By default, the tools does not output overlapping sequences. You may use the -v
option to enable their output.
bin/qgrs -i samples/nras.txt -t 3 -s 50 -v
1 14 18 23 29 3 62 GGGAGGGGCGGGTCTGGG
1.1 14 19 23 29 3 62 GGGAGGGGCGGGTCTGGG
2 81 97 119 123 3 52 GGGACTCAGGCGCCTGGGGCGCCGACTGATTACGTAGCGGGCGGG
2.1 81 96 119 123 3 51 GGGACTCAGGCGCCTGGGGCGCCGACTGATTACGTAGCGGGCGGG
3 6690 6695 6700 6704 3 63 GGGGGGGGTTGGGGGGG
3.1 6690 6694 6700 6703 3 62 GGGGGGGGTTGGGGGG
3.2 6690 6694 6700 6704 3 62 GGGGGGGGTTGGGGGGG
3.3 6690 6694 6701 6704 3 61 GGGGGGGGTTGGGGGGG
3.4 6690 6695 6700 6703 3 62 GGGGGGGGTTGGGGGG
3.5 6690 6695 6701 6704 3 62 GGGGGGGGTTGGGGGGG
3.6 6691 6695 6700 6703 3 62 GGGGGGGTTGGGGGG
3.7 6691 6695 6700 6704 3 63 GGGGGGGTTGGGGGGG
3.8 6691 6695 6701 6704 3 62 GGGGGGGTTGGGGGGG
Note the ID numbers - for example, QGRS #3 has 8 overlapping sequence variants - 3.1-3.8, each of which have lower g-scores. Filters (tetrads, g-scores) are applied to overlaps as well.
To make it easier to read output, it's often nice to see which G characters are actually involved in the QGRS. You can use the -s
flag to substitute tetrad G's with another character.

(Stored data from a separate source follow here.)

PR #237, opened 2023-09-05
Stateless hierarchies package cleanup

grigasp:
- Some renames and file moves
- Add release tags to exported stuff
- Avoid exporting any `@internal` APIs through barrel file
- Drop `presentation-common` peer dependency
- Stop exposing `rxjs` stuff through our public API


.changeset/three-lamps-tell.md
```diff
@@ -0,0 +1,2 @@
+---
```
saskliutas, line 1: I think we should add `@itwin/presentation-hierarchy-builder` to ignore list in changesets config until we are ready to start versioning this package.

saskliutas (approved):

.changeset/three-lamps-tell.md
grigasp: tried and turns out it's not that trivial - I'll look into that separately, outside of this PR's scope

Issue #239, opened 2023-09-06
API for building select clause


grigasp:
We're going to request consumers to provide us ECSQL queries that we read into hierarchy nodes. Need an API that would help ensure these queries select what we expect to get when parsing results.

PR #258, opened 2023-09-08
Hierarchy builder: Select clause building API

grigasp:
Closes https://github.com/iTwin/presentation/issues/239


grigasp:
Regression tests failing due to a regression in `@itwin/presentation-backend@4.1.4`. Fix here: https://github.com/iTwin/itwinjs-core/pull/5957.

JonasDov (approved):

PR #824, opened 2024-12-20
Increase performance consistency when filtering Models tree

JonasDov:


apps/performance-tests/src/hierarchies/StatelessHierarchyProvider.ts
```diff
@@ -24,15 +26,15 @@ import {
   ECSqlQueryExecutor,
   ECSqlQueryReaderOptions,
 } from "@itwin/presentation-shared";
-import { asyncScheduler, expand, filter, finalize, from, observeOn, of, tap } from "rxjs";
 import { LOGGER } from "../util/Logging";
 
 interface ProviderOptionsBase {
   rowLimit?: number | "unbounded";
-  getHierarchyFactory(imodelAccess: ECSchemaProvider & ECClassHierarchyInspector): HierarchyDefinition;
+  getHierarchyFactory(imodelAccess: ECSchemaProvider & ECClassHierarchyInspector, idsCache?: ModelsTreeIdsCache): HierarchyDefinition;
```
grigasp, line 33: I don't think we need to add `idsCache` in here - it can be passed to `getHierarchyFactory` through context. E.g. in `ModelsTree.test.ts`:

```ts
const provider = new StatelessHierarchyProvider({
  imodelAccess,
  getHierarchyFactory: (imodelAccess) => new ModelsTreeDefinition({ imodelAccess, idsCache }),
  filtering,
});
```

packages/models-tree/src/models-tree/ModelsTreeIdsCache.ts
```diff
@@ -28,11 +29,18 @@ export class ModelsTreeIdsCache {
   private _subjectInfos: Promise<Map<Id64String, SubjectInfo>> | undefined;
   private _parentSubjectIds: Promise<Id64Array> | undefined; // the list should contain a subject id if its node should be shown as having children
   private _modelInfos: Promise<Map<Id64String, ModelInfo>> | undefined;
+  private _modelKeyPaths: Map<Id64String, HierarchyNodeIdentifiersPath[]>;
+  private _subjectKeyPaths: Map<Id64String, HierarchyNodeIdentifiersPath>;
+  private _categoryKeyPaths: Map<Id64String, HierarchyNodeIdentifiersPath[]>;
```
grigasp, line 34: These maps should store a Promise to value, otherwise we could end up with unnecessary calculations. E.g.:

```ts
async function getSubjectPath(id) {
    const curr = this._subjectKeyPaths.get(id);
    if (curr) {
        return curr;
    }
    const value = await doExpensiveCalculation(id);
    this._subjectKeyPaths.set(id, value);
    return value;
}

const [value1, value2] = await Promise.all(getSubjectPath(""), getSubjectPath("")));
// doExpensiveCalculation is now called twice!
```

apps/performance-tests/src/hierarchies/StatelessHierarchyProvider.ts
JonasDov: Removed

packages/models-tree/src/models-tree/ModelsTreeIdsCache.ts
JonasDov: Changed, didn't think of that

grigasp (approved):

packages/models-tree/src/models-tree/ModelsTreeDefinition.ts
```diff
@@ -702,10 +677,13 @@ function createGeometricElementInstanceKeyPaths(
...
     mergeMap(({ modelId, elementHierarchyPath, groupingNode }) =>
-      createModelInstanceKeyPaths(modelId, idsCache).pipe(
+      from(idsCache.createModelInstanceKeyPaths(modelId)).pipe(
+        mergeAll(),
         map((modelPath) => {
-          modelPath.pop(); // model is already included in the element hierarchy path
-          const path = [...modelPath, ...elementHierarchyPath];
+          // We dont want to modify the original path, we create a copy that we can modify
+          const newModelPath = [...modelPath];
+          newModelPath.pop(); // model is already included in the element hierarchy path
```
grigasp, line 685: fancier way to achieve this would be:
```ts
const [_, ...newModelPath] = modelPath;
```

feel free to resolve this comment yourself if you don't like it

JonasDov: Didn't know that we can remove first element like that. But for this case it wouldn't work since `pop` removes the last element not the first

PR #827, opened 2025-01-03
Add error logging

JonasDov:


packages/hierarchies-react/src/presentation-hierarchies-react/internal/TreeLoader.ts
```diff
@@ -41,7 +41,7 @@ export class TreeLoader implements ITreeLoader {
   constructor(
     private _hierarchyProvider: HierarchyProvider,
     private _onHierarchyLimitExceeded: (props: { parentId?: string; filter?: GenericInstanceFilter; limit?: number | "unbounded" }) => void,
-    private _onHierarchyLoadError: (props: { parentId?: string; type: "timeout" | "unknown" }) => void,
+    private _onHierarchyLoadError: (props: { parentId?: string; type: "timeout" | "unknown"; error: any }) => void,
```
grigasp, line 44: I think type of `error` should be changed to `Error`

packages/hierarchies-react/src/presentation-hierarchies-react/UseTree.ts
```diff
@@ -168,7 +168,10 @@ function useTreeInternal({
   });
   const onPerformanceMeasuredRef = useLatest(onPerformanceMeasured);
   const onHierarchyLimitExceededRef = useLatest(onHierarchyLimitExceeded);
-  const onHierarchyLoadErrorRef = useLatest(onHierarchyLoadError);
+  const defaultOnHierarchyLoadError = (props: { parentId?: string; type: "timeout" | "unknown"; error: any }) => {
+    getLogger().logWarning("Hierarch load error", props.error);
+  };
```
grigasp, line 173: I don't think we should do this here - it should be completely up to the consuming component.

apps/test-app/frontend/src/components/tree-widget/MultiDataSourceTree.tsx
```diff
@@ -102,6 +102,9 @@ function Tree({ imodelAccess, height, width }: { imodelAccess: IModelAccess; hei
       [imodelAccess],
     ),
     getFilteredPaths,
+    onHierarchyLoadError: (props) => {
+      Logger.logWarning("loading error", props.error);
```
grigasp, line 106: IMO we should just use `console.error` to log the error

packages/hierarchies-react/src/presentation-hierarchies-react/internal/TreeLoader.ts
JonasDov: After talking to Saulius I decided to make this an `unknown` type.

bin/qgrs -i samples/nras.txt -t 3 -s 50 -v -g @
1 14 18 23 29 3 62 @@@A@@@GC@@@TCT@@@
1.1 14 19 23 29 3 62 @@@AG@@@C@@@TCT@@@
2 81 97 119 123 3 52 @@@ACTCAGGCGCCTG@@@CGCCGACTGATTACGTAGC@@@C@@@
2.1 81 96 119 123 3 51 @@@ACTCAGGCGCCT@@@GCGCCGACTGATTACGTAGC@@@C@@@
3 6690 6695 6700 6704 3 63 @@@GG@@@TT@@@G@@@
3.1 6690 6694 6700 6703 3 62 @@@G@@@GTT@@@@@@
3.2 6690 6694 6700 6704 3 62 @@@G@@@GTT@@@G@@@
3.3 6690 6694 6701 6704 3 61 @@@G@@@GTTG@@@@@@
3.4 6690 6695 6700 6703 3 62 @@@GG@@@TT@@@@@@
3.5 6690 6695 6701 6704 3 62 @@@GG@@@TTG@@@@@@
3.6 6691 6695 6700 6703 3 62 @@@G@@@TT@@@@@@
3.7 6691 6695 6700 6704 3 63 @@@G@@@TT@@@G@@@
3.8 6691 6695 6701 6704 3 62 @@@G@@@TTG@@@@@@
Only a single character should be used as the substitute.